REQUIRED ACTION –
Print the lines that run from the line with "Ignore active executions with flow_data=null." to the line with "Cleaning these up", keeping both end lines, exactly as they appear in the entries below, and nothing else.
::: SUPPLIED RECORDS
PR #1862, opened 2018-07-19
Fix NPE in FetchActiveFlowDao

juhoautio:
Ignore active executions with flow_data=null.

For error details, see https://github.com/azkaban/azkaban/pull/1833#issuecomment-406108760.

Cleaning these up manually would require too many changes, because `ExecutableFlow` object is used in many places.

Note that it's still possible to end up having this kind of rows in the DB if the application fails between creation of an execution id in `execution_flows` and uploading the data. See here:

https://github.com/azkaban/azkaban/blob/2be81ebe5d0a931eee828ca968090c728735ae71/azkaban-common/src/main/java/azkaban/executor/ExecutionFlowDao.java#L71-L74

I'm not sure if doing both inside a transaction is even possible, so I rather just avoid the NPE and log a warning about this corner case that should be rare.

This weakness was in place already before my change https://github.com/azkaban/azkaban/pull/1833. But before my change it could have only caused an NPE if the same executor id is still used after missing to update the flow data (meaning, using a fixed executor id, or starting up an executor after a sudden crash where the executor didn't get to remove itself from the DB as a part of the shutdown hook).

### DIFF
--- a/azkaban-common/src/main/java/azkaban/executor/FetchActiveFlowDao.java
+++ b/azkaban-common/src/main/java/azkaban/executor/FetchActiveFlowDao.java
@@ -20,6 +20,7 @@ import azkaban.db.DatabaseOperator;
 import azkaban.db.EncodingType;
 import azkaban.utils.GZIPUtils;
::::::
EXPECTED ANSWER –
Ignore active executions with flow_data=null.

For error details, see https://github.com/azkaban/azkaban/pull/1833#issuecomment-406108760.

Cleaning these up manually would require too many changes, because `ExecutableFlow` object is used in many places.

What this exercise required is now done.